Fatigue washed over him, but deep intellectual satisfaction lingered. The plan was no longer on paper. It had breath, life.
But, as Felix said, he was the blacksmith. He had just placed two white-hot blades in the forge. Now, he had to temper them without burning himself.
He stepped out, inhaling the crisp night air. Caraccass twinkled in the distance. The next layer awaited: the most human, the first line.
The palace needed servants. Not just guards. Faces of warmth, hands of efficiency, eyes and ears naturally observant.
They were the first layer—welcoming guests, serving tea, silently noting every strange word, every lingering glance from diplomats or officials alike.

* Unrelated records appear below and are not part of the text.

PR #147, opened 2023-07-13
Add proteus module for maxquant data analysis

WackerO:
This PR adds the proteus module to differentialabundance; it allows importing proteomics measurements from MaxQuant which can then be analyzed with the limma module

## PR checklist

- [ ] If you've added a new tool - have you followed the pipeline conventions in the [contribution docs](https://github.com/nf-core/differentialabundance/tree/master/.github/CONTRIBUTING.md)- [ ] If necessary, also make a PR on the nf-core/differentialabundance _branch_ on the [nf-core/test-datasets](https://github.com/nf-core/test-datasets) repository.
- [x] Ensure the test suite passes (`nextflow run . -profile test,docker --outdir <OUTDIR>`).
- [x] Usage Documentation in `docs/usage.md` is updated.
- [x] Output Documentation in `docs/output.md` is updated.


pinin4fjords (changes requested):
A couple of initial comments while I look at the rest.

pinin4fjords (changes requested):
I'm having a bit of trouble in this, in that you're duplicating a lot of code from the wider pipeline. We should be able to process conditionally in certain places, e.g. in how the matrices are generated which differential method is called, but basically follow the same structure. 

e.g. CUSTOM_MATRIXFILTER should only really need to be called in one place. It should be possible to validate everything the same way, since we need to check the same things- i.e. that samples, matrices and metadata are compatible.

We should be able to handle this similarly to arrays. I'll take a look and see if I can make some more detailed suggestions, but maybe that is enough to start with.

workflows/differentialabundance.nf
```diff
@@ -113,149 +125,219 @@ workflow DIFFERENTIALABUNDANCE {
     // Set up some basic variables
     ch_versions = Channel.empty()
 
-    // If we have affy array data in the form of CEL files we'll be deriving
-    // matrix and annotation from them
-
-    if (params.study_type == 'affy_array'){
+    // Check first if maxquant, as in that case the entire VALIDATE block can be skipped
```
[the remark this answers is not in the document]
WackerO: Indeed, but the maxquant matrices have a slightly different structure compared to the rnaseq stuff so the validator does not work for them ATM. I can check how it needs to be changed so it can be kept for the Px path as well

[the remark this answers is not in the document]
WackerO: Okay, the validator worked actually with the proteus output. The checks are now kind of double but nvm

workflows/differentialabundance.nf
```diff
@@ -157,8 +171,44 @@ workflow DIFFERENTIALABUNDANCE {
         ch_versions = ch_versions
             .mix(AFFY_JUSTRMA_RAW.out.versions)
 
-    }
-    else if(params.study_type == 'geo_soft_file'){
+    } else if (params.study_type == 'maxquant'){
+        // For maxquant, run proteus module to import the protein abundances
+
+        // Save contrasts file to channel
+        ch_contrasts_file = Channel.from([[exp_meta, file(params.contrasts)]])
```
pinin4fjords, line 178: This is already defined below the conditional - just relocate that to above the conditional so you can use it here

workflows/differentialabundance.nf
```diff
@@ -157,8 +171,44 @@ workflow DIFFERENTIALABUNDANCE {
...
+
+        // For the plotting and following modules, save all contrast info
+        ch_contrasts = ch_contrasts_split
+            .map{
+                it.blocking = it.blocking.replace('NA', '')
+                if (!it.id){
+                    it.id = it.values().join('_')
+                }
+                tuple(it, it.variable, it.reference, it.target)
+            }
```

For this, he needed Mother Rosa.
She was more than a head housekeeper. She was a living archive of the Guerrero family, a keeper of tradition, and the sharpest natural spy.
She could distinguish a nervous diplomat from a nervous assassin just by the way they held a cup.
Mateo looked up at the night sky. The planning phase was over. The creation phase had begun. And creation always started with consulting the old keepers of the flame before lighting the new one.
He would meet Mother Rosa at dawn. For now, he needed sleep.
But a small, trivial desire crept back: the craving for a cold, overly sweet soda, burning his throat and washing away the iron dust of secret meetings.
He chased it away with the last sip of mineral water. This was not a world for soda. This was a world for plans, shadows, and ever-growing responsibilities.
He walked home, the unborn shadows of the future trailing him faithfully, silently.